Exercise directions ::
Beginning with the very first line, please reproduce the entries exactly through the line containing "Check session lock".

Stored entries
---

PR #4882, opened 2026-04-21
Validate anchor enum provided to positioner

robert-ancell:
This is currently done in Mutter, and specified for the gravity anchor. See https://gitlab.freedesktop.org/wayland/wayland-protocols/-/merge_requests/507 for this to be formalized in the specification.


RAOF (approved):
Sensible.

PR #4883, opened 2026-04-21
Check session lock succeeds to avoid a null pointer dereference

robert-ancell:
Matches existing code pattern.


RAOF (approved):
Yup, surfaces can outlast their session.

PR #4885, opened 2026-04-22
Validate all inputs to wl_shm_pool::create_buffer

robert-ancell:
Replace existing check that could overflow an int32_t.
Check pools only increase size.


robert-ancell:
Specifically `if (stride < (width * 4))` would overflow if the width was too large.

src/server/frontend_wayland/shm.cpp
```diff
@@ -251,25 +251,43 @@ void mf::ShmPool::create_buffer(
...
+    if (format != wayland::Shm::Format::argb8888 && format != wayland::Shm::Format::xrgb8888)
     {
-        backing_range = backing_store->get_rw_range(offset, size);
+        throw wayland::ProtocolError{
+            resource,
+            wayland::Shm::Error::invalid_format,
+            "Invalid SHM format requested"};
     }
-    catch (std::logic_error const&)
+    auto const pixel_size = 4; // All supported formats are 4 bytes per pixel
```
RAOF: Could you please fix the TODO while you're at it?

That would be adding an `auto bits_per_pixel() const -> std::optional<uint32_t>` accessor to `DRMFormat`, and updating the `FormatInfo` list in drm_formats.cpp; then you can use it here for the checks.

src/server/frontend_wayland/shm.cpp
```diff
@@ -251,25 +251,43 @@ void mf::ShmPool::create_buffer(
...
+    }
+
+    auto const max_size = std::numeric_limits<int32_t>::max() / pixel_size;
+    auto const max_height = max_size / stride;
+    if (width > max_size || height > max_height)
+    {
+        throw wayland::ProtocolError{
+            resource,
+            wayland::Shm::Error::invalid_stride,
+            "Requested SHM buffer size %dx%d (stride %d) is too large", width, height, stride};
```
RAOF: Rather than limiting our buffer size to those representable in `int`, why don't we do our size calculations in `size_t`?

Although I guess we still need to check when `sizeof(size_t)` == `sizeof(int)` 🤷‍♀️

src/server/shm_backing.cpp
```diff
@@ -418,6 +420,12 @@ void ShmBacking::resize(size_t new_size)
         backing_size_is_guaranteed_at_least(this->backing_store, new_size));
 }
 
+size_t ShmBacking::size()
+{
+   auto mapping = *current_mapping.lock();
```
RAOF: Oooooh! We've dropped 20.04, so `std::atomic<std::shared_ptr<>>` should now work! We should drop this synchronisation! (But not now).

RAOF (changes requested):
While you're here, can I get you to do just one small bit of extra work 🥺

src/server/frontend_wayland/shm.cpp
robert-ancell: If you use size_t it become less clear when you would have overflowed an int32_t - instead starting with the maximum and reducing it by dividing ensures your upper limits are always representable,

src/server/frontend_wayland/shm.cpp
robert-ancell: In a follow up PR :)

src/server/frontend_wayland/shm.cpp
RAOF: But our maximum size *isn't* limited by int32_t; `ShmBacking` uses `size_t` everywhere, so we're perfectly capable of representing `int32_t::max() * int32_t::max()`. (On size_t-is-64-bit platforms, to be fair).

Now, the maximum size that the Wayland frontend is going to resize the backing store to *is* `int32_t::max()`, because that size comes over as an int, but that means the `ShmBacking` is going to catch it (and, if in the incredibly unlikely future Wayland adds a the ability to allocate a >4GB shm pool, this code will still work :stuck_out_tongue: )

RAOF: That said, part of what was confusing here is the `width > max_size` leg of the if; that's subsumed in `height > max_height` and the later `stride`-is-not-impossible check.

Perhaps remove the `width` bit?

robert-ancell: Looking at `include/core/mir/geometry/forward.h` both Size and Stride use int, not size_t:
```c++
using Stride = generic::Value<int, StrideTag>;
using Size = generic::Size<int>;
```

src/server/frontend_wayland/shm.cpp
```diff
@@ -15,6 +15,7 @@
  */
 
 #include "shm.h"
+#include <limits>
```
AlanGriffiths: We traditionally put standard library headers at the end of the include list.

There are pre-existing breaks from tradition in this file too: e.g. "local" includes ("../shm_backing.h") should follow the own header

src/server/frontend_wayland/shm.cpp
robert-ancell: Now using the size type from the template.

src/server/frontend_wayland/shm.cpp
```diff
@@ -299,6 +334,20 @@ void mf::ShmPool::create_buffer(
...
 void mf::ShmPool::resize(int32_t new_size)
 {
+    if (new_size < 0)
+    {
+        throw wayland::ProtocolError{
+            resource,
+            wayland::Shm::Error::invalid_stride,
+            "Invalid new size %d", new_size};
+    }
+    if (static_cast<size_t>(new_size) < backing_store->size())
```
AlanGriffiths: We are not holding a lock here, so this truth value is ephemeral. Would it be better for `backing_store->resize()` to return a success indicator?

src/server/shm_backing.h
```diff
@@ -136,6 +136,7 @@ class ReadOnlyPool
 
     virtual auto get_ro_range(size_t start, size_t len) -> std::unique_ptr<ReadMappableRange> = 0;
     virtual void resize(size_t new_size) = 0;
+    virtual size_t size() const = 0;
```
AlanGriffiths:
```suggestion
    virtual auto resize(size_t new_size) -> std::expected<void, ResizeError> = 0;
```

AlanGriffiths (changes requested):
I don't like the QueryAttributeCheckItThenChangeIt pattern.

We don't need the multiple `virtual size_t size() const = 0` functions as the right place to check `new_size >= size` is in the `resize()` implementation. (Which needs to report failure)

src/server/frontend_wayland/shm.cpp
robert-ancell: Agreed. I've updated the code to do this. I was concerned that there might be cases where we do want to shrink the backing store but I think it's only used and will be used via the Wayland APIs.

src/server/frontend_wayland/shm.cpp
```diff
@@ -299,7 +334,27 @@ void mf::ShmPool::create_buffer(
...
+    if (new_size < 0)
+    {
+        throw wayland::ProtocolError{
+            resource,
+            wayland::Shm::Error::invalid_stride,
+            "Invalid new size %d", new_size};
+    }
+
+    auto result = backing_store->resize(new_size);
+    if (!result)
```
AlanGriffiths:
```suggestion
    if (auto result = backing_store->resize(new_size); !result)
```

src/server/shm_backing.h
```diff
@@ -104,6 +105,11 @@ class Mapping
     }
 };
 
+enum class ResizeError
+{
+    shrunk,
```
AlanGriffiths: Maybe not the best name for the error? "shrunk" sounds like something that happened, not a problem. Maybe "cannot_shrink"?

AlanGriffiths (approved):
I would prefer a better name for the error, but not blocking on that

src/server/frontend_wayland/shm.cpp
```diff
@@ -29,6 +29,8 @@
 #include <boost/throw_exception.hpp>
 #include <wayland-server-protocol.h>
 
+#include <limits>
```
robert-ancell, line 33:
```suggestion
#include <expected>
#include <limits>
```

robert-ancell:
Build is failing due to not having std::expected, which is a surprise since this is already used in `src/server/frontend_wayland/ext_image_capture_v1.cpp`

RAOF (approved):
Yeah, fair enough.

PR #4886, opened 2026-04-22
Validate virtual pointer motion

robert-ancell:
Handle the divide by zero case.


AlanGriffiths (approved):
Looks sensible given the spec

PR #4888, opened 2026-04-22
Accept EGL_TEXTURE_EXTERNAL_WL

Azkali:
On devices running libhybris based OS the EGL driver selects gralloc based formats that are exposed to Mir as EGL_TEXTURE_EXTERNAL_WL, accept the external format so apps can render in that case


AlanGriffiths (approved):
"Mostly harmless" I guess.

Is this really the only change needed to work on the libhybris stack? I guess anything else needed is in the graphics platform?

AlanGriffiths:
CI failure will be fixed by #4897

Azkali:
Thank you for the merge, nothing else needed elsewhere !

PR #4891, opened 2026-04-22
Replace server exception with Wayland protocol error in layer shell

robert-ancell:


src/server/frontend_wayland/layer_shell_v1.cpp
```diff
@@ -605,8 +605,9 @@ void mf::LayerSurfaceV1::ack_configure(uint32_t serial)
 
     if (acked_event == std::end(inflight_configures))
     {
-        BOOST_THROW_EXCEPTION(std::runtime_error(
-            "Could not find acked configure with serial " + std::to_string(serial)));
+        BOOST_THROW_EXCEPTION(mw::ProtocolError(
+            resource, mw::generic_error_code,
```
mattkae, line 613: I wonder if we should throw one of these codes, but it might not make sense:

https://wayland.app/protocols/wlr-layer-shell-unstable-v1#zwlr_layer_surface_v1:enum:error

The protocol fails to mention this edge case :)

mattkae (approved):

src/server/frontend_wayland/layer_shell_v1.cpp
robert-ancell: Yes, it's unclear if this is `invalid_surface_state`. I can't find any documentation or usage of this. Perhaps safer to not set it until that is made clear.

robert-ancell: Added a comment to note this for future fixing.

---

Completed exercise ::
PR #4882, opened 2026-04-21
Validate anchor enum provided to positioner

robert-ancell:
This is currently done in Mutter, and specified for the gravity anchor. See https://gitlab.freedesktop.org/wayland/wayland-protocols/-/merge_requests/507 for this to be formalized in the specification.


RAOF (approved):
Sensible.

PR #4883, opened 2026-04-21
Check session lock succeeds to avoid a null pointer dereference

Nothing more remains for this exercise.